▶ _What you need to do_
Write down exactly the lines of the records below, beginning with the first and ending with the line that includes "the print format".

Collected data entries:
=== Section Start ===
PR #591, opened 2018-01-12
DOC: fix doctests for numpy 1.14 array printing.

matthew-brett:
Numpy 1.14 has a different output format for the array.  There's a bug
in `numpy.set_printoptions(legacy='1.13')` so we can't use that to set
the print format back to its previous output:

https://github.com/numpy/numpy/issues/10383

Depend on numpy 1.14 for the doctests.

### DIFF
--- a/doc/source/coordinate_systems.rst
+++ b/doc/source/coordinate_systems.rst
@@ -104,7 +104,7 @@ middle voxel in the EPI data array like this:
     (26, 30, 16)
     >>> center_vox_value = epi_img_data[center_i, center_j, center_k]
     >>> center_vox_value
-    81.549287796020508
+    81.5492877960205...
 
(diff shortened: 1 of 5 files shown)


effigies:
Does it make sense to go ahead and update all the docstring tests, and get rid of the setup test function?

Actually, it's not clear why those doctests aren't breaking, if legacy printing is buggy.

matthew-brett:
I guess we didn't hit the particular case that exposes the bug.

I'm easy either way for converting the doctests.  Not converting means we can run the doctests on various versions, which does keep our test coverage up for versions of numpy < 1.14.  Maybe we can convert if we hit this bug in the doctests at some point.

effigies:
Sounds good. +1 for merge.

matthew-brett:
Thanks - I'll go ahead, so we've got all green on master again.

PR #592, opened 2018-01-24
Fix freesurfer `read_annot`, and enhance `write_annot`

pauldmccarthy:
This PR comprises two sections, related to the `nibabel.freesurfer.io.read_annot` and `write_annot` functions. The first involves changes to `read_annot`, to fix some bugs, and the second involves enhancements to `write_annot`, to make saving `.annot` files a little easier.

Bug fixes to `read_annot`
-------------------------

After a few hours of having my mind bent by the [craziness of the Freesurfer `.annot` file format](https://surfer.nmr.mgh.harvard.edu/fswiki/LabelsClutsAnnotationFiles#Annotation), I discovered a few bugs in the `nibabel.freesurfer.io.read_annot` function. The following simple test case will trigger the buggy behaviour:

```python
import numpy as np
from nibabel.freesurfer import read_annot, write_annot
from nibabel.tmpdirs import InTemporaryDirectory

def test_annot_readback():

    # This annot file will store a LUT for a mesh made of 10 vertices, with
    # 3 colours in the LUT.
    nvertices = 10
    nlabels = 3

    names = ['label {}'.format(l) for l in range(1, nlabels + 1)]

    # randomly generate a label for each vertex, making sure
    # that at least one of each label value is present. Label
    # values are in the range (0, nlabels-1) - they are used
    # as indices into the lookup table (generated below).
    labels = list(range(nlabels)) + \
             list(np.random.randint(0, nlabels, nvertices - nlabels))
    labels = np.array(labels, dtype=np.int32)
    np.random.shuffle(labels)

    # Generate some random colours for the LUT
    rgbal = np.zeros((nlabels, 5), dtype=np.int32)
    rgbal[:, :4] = np.random.randint(0, 255, (nlabels, 4))

    # But make sure we have at least one large alpha, to make sure that when
    # it is packed into a signed 32 bit int, it results in a negative value
    # for the annotation value.
    rgbal[0, 3] = 255

    # Generate the annotation values for each LUT entry
    rgbal[:, 4] = (rgbal[:, 0] +
                   rgbal[:, 1] * (2 ** 8) +
                   rgbal[:, 2] * (2 ** 16) +
                   rgbal[:, 3] * (2 ** 24))

    annot_path = 'c.annot'

    with InTemporaryDirectory():
        write_annot(annot_path, labels, rgbal, names)
        labels2, rgbal2, names2 = read_annot(annot_path)
        assert np.all(np.isclose(rgbal2, rgbal))
```

This fails against the current implementation of `read_annot` because:

 - The annotation value for new-format `.annot` files is being incorrectly generated - the alpha value is not being included.
 - All alpha values are being overwritten with 255 for some unknown reason
 - `np.int` is used rather than `np.int32`, when generating the annotation values. When the top bit is 1, an `int32` will roll around to a negative value (as it should in this instanace), but the use of `np.int` causes such a value to be interpreted as a large positive integer.

I'm guessing that these errors are a throwback from the development period for this code.

Enhancements to `write_annot`
-----------------------------

The Freesurfer `.annot` file format is mildly insane and awkward to use. Alongside each vertex ID is stored the ABRG colour, packed into a signed 32 bit integer. So in order to identify the LUT entry that corresponds to a given vertex, you have to actually scan through the LUT until you find the matching colour<sup>*</sup>.

The `read_annot` function does this for us, so it's no big deal. But, if you want to generate an `.annot` file (as I did, just to write a couple of unit tests for my own code), you have to do the reverse, and generate the "annotation values" for every vertex. This procedure is shown in the above example.

So I'm proposing a small change to `write_annot`, to get it to do this for us, and that this is the new default behaviour - it accepts a new `fill_ctab` parameter, which defaults to `True`. So instead of having to do:

```python
rgbal = np.zeros((nlabels, 5), dtype=np.int32)
rgbal[:, :4] = np.random.randint(0, 255, (nlabels, 5))
rgbal[:,  4] = (rgbal[:, 0] +
                rgbal[:, 1] * (2 ** 8) +
                rgbal[:, 2] * (2 ** 16) +
                rgbal[:, 3] * (2 ** 24))

write_annot(annot_path, labels, rgbal, names)
```

With this PR, you can now do the following (and I am proposing that `fill_ctab` defaults to `True`):

```python
rgbal = np.random.randint(0, 255, (nlabels, 4), dtype=np.int32)
write_annot(annot_path, labels, rgbal, names, fill_ctab=True)
```

<sup>*</sup> Although this only allows you to get the corresponding structure name, so you don't need to bother if all you want is the colour.

### DIFF
--- a/nibabel/freesurfer/io.py
+++ b/nibabel/freesurfer/io.py
@@ -518,7 +518,7 @@ def write_annot(filepath, labels, ctab, names, fill_ctab=True):
             np.array([num]).astype(dtype).tofile(fobj)
 
         def write_string(s):
-            s = s.encode() + b'\00'
+            s = (s if isinstance(s, bytes) else s.encode()) + b'\x00'
             write(len(s))
             write(s, dtype='|S%d' % len(s))
 
--- a/nibabel/freesurfer/io.py
+++ b/nibabel/freesurfer/io.py
@@ -402,7 +402,7 @@ def read_annot(filepath, orig_ids=False):
     return labels, ctab, names
 
 
-def write_annot(filepath, labels, ctab, names):
+def write_annot(filepath, labels, ctab, names, fill_ctab=True):
     """Write out a Freesurfer annotation file.
 
     See:
@@ -418,6 +418,11 @@ def write_annot(filepath, labels, ctab, names):
         RGBA + label id colortable array.
     names : list of str
         The names of the labels. The length of the list is n_labels.
+    fill_ctab : bool
+        If True, the annotation values for each vertex  are automatically
+        generated. In this case, the provided `ctab` may have shape
+        (n_labels, 4) or (n_labels, 5) - if the latter, the final column is
+        ignored.
     """
     with open(filepath, "wb") as fobj:
         dt = ">i4"
@@ -429,6 +434,16 @@ def write_annot(filepath, labels, ctab, names):
         def write_string(s):
             write(len(s))
             write(s, dtype='|S%d' % len(s))
+
+        # Generate annotation values for each ctab entry
+        if fill_ctab:
+            new_ctab = np.zeros((ctab.shape[0], 5), dtype=np.int32)
+            new_ctab[:, :4] = ctab[:, :4]
+            ctab = new_ctab
+            ctab[:, 4] = (ctab[:, 0] +
+                          ctab[:, 1] * (2 ** 8) +
+                          ctab[:, 2] * (2 ** 16) +
+                          ctab[:, 3] * (2 ** 24))
 
         # vtxct
         write(vnum)
--- a/nibabel/freesurfer/io.py
+++ b/nibabel/freesurfer/io.py
@@ -12,6 +12,14 @@ from six.moves import xrange
 from ..openers import Opener
 
 
+_ANNOT_DT = ">i4"
+"""Data type for Freesurfer `.annot` files.
+
+Used by :func:`read_annot` and :func:`write_annot`.  All data (apart from
+strings) in an `.annot` file is stored as big-endian int32.
+"""
+
+
 def _fread3(fobj):
     """Read a 3-byte int from an open binary file object
 
@@ -74,8 +82,10 @@ def _read_volume_info(fobj):
 
 
 def _pack_rgba(rgba):
-    """Used by :meth:`read_annot` and :meth:`write_annot` to pack an RGBA
-    sequence into a single integer.
+    """Pack an RGBA sequence into a single integer.
+
+    Used by :func:`read_annot` and :func:`write_annot` to generate
+    "annotation values" for a Freesuerfer `.annot` file.
 
     Parameters
     ----------
@@ -86,7 +96,7 @@ def _pack_rgba(rgba):
     Returns
     -------
 
-    out : ndarray, shape (n, )
+    out : ndarray, shape (n, 1)
         Annotation values for each colour.
     """
     bitshifts = 2 ** np.array([[0], [8], [16], [24]], dtype=rgba.dtype)
@@ -316,7 +326,20 @@ def write_morph_data(file_like, values, fnum=0):
 
 
 def read_annot(filepath, orig_ids=False):
-    """Read in a Freesurfer annotation from a .annot file.
+    """Read in a Freesurfer annotation from a `.annot` file.
+
+    An `.annot` file contains a sequence of vertices with a label (also known
+    as an "annotation value") associated with each vertex, and then a sequence
+    of colours corresponding to each label.
+
+    The colour table itself may be stored in either an "old-style" format, or
+    a "new-style" format - the :func:`_read_annot_ctab_old_format` and
+    :func:`_read_annot_ctab_new_format` functions are respectively used to
+    read in the colour table.
+
+    See:
+    https://surfer.nmr.mgh.harvard.edu/fswiki/LabelsClutsAnnotationFiles#Annotation
+    https://github.com/freesurfer/freesurfer/blob/dev/matlab/read_annotation.m
 
     Parameters
     ----------
@@ -336,11 +359,10 @@ def read_annot(filepath, orig_ids=False):
         RGBA + label id colortable array.
     names : list of str
         The names of the labels. The length of the list is n_labels.
+
     """
     with open(filepath, "rb") as fobj:
-        # all data (apart from strings) in an .annot file is stored as
-        # big-endian int32
-        dt = ">i4"
+        dt = _ANNOT_DT
 
         # number of vertices
         vnum = np.fromfile(fobj, dt, 1)[0]
@@ -355,50 +377,16 @@ def read_annot(filepath, orig_ids=False):
             raise Exception('Color table not found in annotation file')
 
         # in old-format files, the next field will contain the number of
-        # entries in the colour table. In new-format files, this will be
+        # entries in the colour table. In new-format files, this must be
         # equal to -2
         n_entries = np.fromfile(fobj, dt, 1)[0]
 
         # We've got an old-format .annot file.
         if n_entries > 0:
-
-            # orig_tab string length + string
-            length = np.fromfile(fobj, dt, 1)[0]
-            orig_tab = np.fromfile(fobj, '>c', length)
-            orig_tab = orig_tab[:-1]
-            names = list()
-            ctab = np.zeros((n_entries, 5), dt)
-            for i in xrange(n_entries):
-                # structure name length + string
-                name_length = np.fromfile(fobj, dt, 1)[0]
-                name = np.fromfile(fobj, "|S%d" % name_length, 1)[0]
-                names.append(name)
-                # read RGBA for this entry
-                ctab[i, :4] = np.fromfile(fobj, dt, 4)
+            ctab, names = _read_annot_ctab_old_format(fobj, n_entries)
         # We've got a new-format .annot file
         else:
-            # file version number
-            ctab_version = -n_entries
-            if ctab_version != 2:
-                raise Exception('Color table version not supported')
-            # maximum LUT index present in the file
-            max_index = np.fromfile(fobj, dt, 1)[0]
-            ctab = np.zeros((max_index, 5), dt)
-            # orig_tab string length + string
-            length = np.fromfile(fobj, dt, 1)[0]
-            np.fromfile(fobj, "|S%d" % length, 1)[0]  # Orig table path
-            # number of LUT entries present in the file
-            entries_to_read = np.fromfile(fobj, dt, 1)[0]
-            names = list()
-            for _ in xrange(entries_to_read):
-                # index of this entry
-                idx = np.fromfile(fobj, dt, 1)[0]
-                # structure name length + string
-                name_length = np.fromfile(fobj, dt, 1)[0]
-                name = np.fromfile(fobj, "|S%d" % name_length, 1)[0]
-                names.append(name)
-                # RGBA
-                ctab[idx, :4] = np.fromfile(fobj, dt, 4)
+            ctab, names = _read_annot_ctab_new_format(fobj, -n_entries)
 
     # generate annotation values for each LUT entry
     ctab[:, [4]] = _pack_rgba(ctab[:, :4])
@@ -414,11 +402,101 @@ def read_annot(filepath, orig_ids=False):
     return labels, ctab, names
 
 
+def _read_annot_ctab_old_format(fobj, n_entries):
+    """Read in an old-style Freesurfer colour table from `fobj`.
+
+    This function is used by :func:`read_annot`.
+
+    Parameters
+    ----------
+
+    fobj : file-like
+        Open file handle to a Freesurfer `.annot` file, with seek point
+        at the beginning of the colour table data.
+    n_entries : int
+        Number of entries in the colour table.
+
+    Returns
+    -------
+
+    ctab : ndarray, shape (n_entries, 5)
+        RGBA colortable array - the last column contains all zeros.
+    names : list of str
+        The names of the labels. The length of the list is n_entries.
+    """
+    dt = _ANNOT_DT
+
+    # orig_tab string length + string
+    length = np.fromfile(fobj, dt, 1)[0]
+    orig_tab = np.fromfile(fobj, '>c', length)
+    orig_tab = orig_tab[:-1]
+    names = list()
+    ctab = np.zeros((n_entries, 5), dt)
+    for i in xrange(n_entries):
+        # structure name length + string
+        name_length = np.fromfile(fobj, dt, 1)[0]
+        name = np.fromfile(fobj, "|S%d" % name_length, 1)[0]
+        names.append(name)
+        # read RGBA for this entry
+        ctab[i, :4] = np.fromfile(fobj, dt, 4)
+
+    return ctab, names
+
+
+def _read_annot_ctab_new_format(fobj, ctab_version):
+    """Read in a new-style Freesurfer colour table from `fobj`.
+
+    This function is used by :func:`read_annot`.
+
+    Parameters
+    ----------
+
+    fobj : file-like
+        Open file handle to a Freesurfer `.annot` file, with seek point
+        at the beginning of the colour table data.
+    ctab_version : int
+        Colour table format version - must be equal to 2
+
+    Returns
+    -------
+
+    ctab : ndarray, shape (n_labels, 5)
+        RGBA colortable array - the last column contains all zeros.
+    names : list of str
+        The names of the labels. The length of the list is n_labels.
+    """
+    dt = _ANNOT_DT
+    # This code works with a file version == 2, nothing else
+    if ctab_version != 2:
+        raise Exception('Unrecognised .annot file version (%i)', ctab_version)
+    # maximum LUT index present in the file
+    max_index = np.fromfile(fobj, dt, 1)[0]
+    ctab = np.zeros((max_index, 5), dt)
+    # orig_tab string length + string
+    length = np.fromfile(fobj, dt, 1)[0]
+    np.fromfile(fobj, "|S%d" % length, 1)[0]  # Orig table path
+    # number of LUT entries present in the file
+    entries_to_read = np.fromfile(fobj, dt, 1)[0]
+    names = list()
+    for _ in xrange(entries_to_read):
+        # index of this entry
+        idx = np.fromfile(fobj, dt, 1)[0]
+        # structure name length + string
+        name_length = np.fromfile(fobj, dt, 1)[0]
+        name = np.fromfile(fobj, "|S%d" % name_length, 1)[0]
+        names.append(name)
+        # RGBA
+        ctab[idx, :4] = np.fromfile(fobj, dt, 4)
+
+    return ctab, names
+
+
 def write_annot(filepath, labels, ctab, names, fill_ctab=True):
     """Write out a Freesurfer annotation file.
 
     See:
     https://surfer.nmr.mgh.harvard.edu/fswiki/LabelsClutsAnnotationFiles#Annotation
+    https://github.com/freesurfer/freesurfer/blob/dev/matlab/write_annotation.m
 
     Parameters
     ----------
@@ -430,14 +508,14 @@ def write_annot(filepath, labels, ctab, names, fill_ctab=True):
         RGBA + label id colortable array.
     names : list of str
         The names of the labels. The length of the list is n_labels.
-    fill_ctab : bool
+    fill_ctab : {True, False} optional
         If True, the annotation values for each vertex  are automatically
         generated. In this case, the provided `ctab` may have shape
         (n_labels, 4) or (n_labels, 5) - if the latter, the final column is
         ignored.
     """
     with open(filepath, "wb") as fobj:
-        dt = ">i4"
+        dt = _ANNOT_DT
         vnum = len(labels)
 
         def write(num, dtype=dt):
--- a/nibabel/freesurfer/io.py
+++ b/nibabel/freesurfer/io.py
@@ -89,9 +89,8 @@ def _pack_rgba(rgba):
     out : ndarray, shape (n, )
         Annotation values for each colour.
     """
-    # ctab :: n x 4
     bitshifts = 2 ** np.array([[0], [8], [16], [24]], dtype=rgba.dtype)
-    return rgba.dot(bitshifts).squeeze()
+    return rgba.dot(bitshifts)
 
 
 def read_geometry(filepath, read_metadata=False, read_stamp=False):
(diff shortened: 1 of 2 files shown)


nibabel/freesurfer/io.py
```diff
@@ -318,51 +318,81 @@ def read_annot(filepath, orig_ids=False):
...
                 name = np.fromfile(fobj, "|S%d" % name_length, 1)[0]
                 names.append(name)
+                # RGBA
                 ctab[i, :4] = np.fromfile(fobj, dt, 4)
-                ctab[i, 4] = (ctab[i, 0] + ctab[i, 1] * (2 ** 8) +
+                # generate the annotation value
+                ctab[i, 4] = (ctab[i, 0] +
+                              ctab[i, 1] * (2 ** 8) +
                               ctab[i, 2] * (2 ** 16) +
                               ctab[i, 3] * (2 ** 24))
```
effigies: You can drop this calculation here. (See below.)

nibabel/freesurfer/io.py
```diff
@@ -318,51 +318,81 @@ def read_annot(filepath, orig_ids=False):
...
-                ctab[i, :4] = np.fromfile(fobj, dt, 4)
-                ctab[i, 4] = (ctab[i, 0] + ctab[i, 1] * (2 ** 8) +
-                              ctab[i, 2] * (2 ** 16))
-        ctab[:, 3] = 255
+                # RGBA
+                ctab[idx, :4] = np.fromfile(fobj, dt, 4)
+                ctab[idx, 4] = (ctab[idx, 0] +
+                                ctab[idx, 1] * (2 ** 8) +
+                                ctab[idx, 2] * (2 ** 16) +
+                                ctab[idx, 3] * (2 ** 24))
```
effigies: Given this is now showing up a couple times, maybe it should be factored into something like:

```Python
# Above
def pack_rgba(ctab):
    # ctab :: n x 4
    bitshifts = 2 ** np.array([[0], [8], [16], [24]], dtype=ctab.dtype)
    return ctab.dot(bitshifts)
```

(If you find the manual expansion more readable than the vector math, go ahead and use that.)

Now, we can drop back two indentations, out of the for loop and the `if`/`else` and operate on slices:

```Python
# Construct annotation values
ctab[:, 4] = pack_rgba(ctab[:, :4])
```

(We can drop out of the `if`/`else`, since this appears at the end of both branches.)

nibabel/freesurfer/io.py
```diff
@@ -400,6 +435,16 @@ def write_string(s):
...
 
+        # Generate annotation values for each ctab entry
+        if fill_ctab:
+            new_ctab = np.zeros((ctab.shape[0], 5), dtype=np.int32)
+            new_ctab[:, :4] = ctab[:, :4]
+            ctab = new_ctab
+            ctab[:, 4] = (ctab[:, 0] +
+                          ctab[:, 1] * (2 ** 8) +
+                          ctab[:, 2] * (2 ** 16) +
+                          ctab[:, 3] * (2 ** 24))
```
effigies: With the refactor described above, this can just be:

```Python
if fill_ctab:
    ctab = np.hstack((ctab[:, :4], pack_rgba(ctab[:, :4])))
```

Would it also make sense to add the following?

```Python
elif not np.array_equal(ctab[:, 4], pack_rgba(ctab[:, :4])):
    # Warn of invalid array, suggest using fill_ctab
```

It seems like an error case that is worth warning about.

nibabel/freesurfer/io.py
```diff
@@ -318,51 +318,81 @@ def read_annot(filepath, orig_ids=False):
...
         if n_entries > 0:
+
+            # orig_tab string length + string
             length = np.fromfile(fobj, dt, 1)[0]
             orig_tab = np.fromfile(fobj, '>c', length)
             orig_tab = orig_tab[:-1]
-
             names = list()
-            ctab = np.zeros((n_entries, 5), np.int)
+            ctab = np.zeros((n_entries, 5), np.int32)
```
effigies: Any reason not to just use `dt` instead of `np.int32`?

pauldmccarthy: No reason, will do

nibabel/freesurfer/io.py
```diff
@@ -318,51 +318,81 @@ def read_annot(filepath, orig_ids=False):
...
+            # orig_tab string length + string
             length = np.fromfile(fobj, dt, 1)[0]
             np.fromfile(fobj, "|S%d" % length, 1)[0]  # Orig table path
+            # number of entries to read from the file
             entries_to_read = np.fromfile(fobj, dt, 1)[0]
             names = list()
             for i in xrange(entries_to_read):
-                np.fromfile(fobj, dt, 1)[0]  # Structure
+                # index of this entry
+                idx = np.fromfile(fobj, dt, 1)[0]
```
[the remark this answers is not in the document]
pauldmccarthy: From what I can gather, In practice it would probably be ok to use the loop variable. But in theory the 'new-style' format allows the LUT entries to be arbitrarily ordered, and for not all to be present (i.e. indices may be skipped). Hence there are two counts in the file - the maximum LUT index that is present in the file, and the total number of entries.

The officlal matlab code is probably the best reference here:

https://github.com/freesurfer/freesurfer/blob/dev/matlab/read_annotation.m#L149 

And the notes on the freesurfer wiki:

https://surfer.nmr.mgh.harvard.edu/fswiki/LabelsClutsAnnotationFiles#Annotation

nibabel/freesurfer/io.py
pauldmccarthy: No problemo. I suppose I was trying to minimise code changes, despite the obvious potential for refactoring.

nibabel/freesurfer/io.py
pauldmccarthy: Good point, will add the warning in.

nibabel/freesurfer/io.py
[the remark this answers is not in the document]
effigies: Sounds good. Maybe just make a quick note of this in the code. (You may have done this, and I failed to read it.)

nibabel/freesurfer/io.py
=== Section End ===
▶ _Solution to this problem_
PR #591, opened 2018-01-12
DOC: fix doctests for numpy 1.14 array printing.

matthew-brett:
Numpy 1.14 has a different output format for the array.  There's a bug
in `numpy.set_printoptions(legacy='1.13')` so we can't use that to set
the print format back to its previous output:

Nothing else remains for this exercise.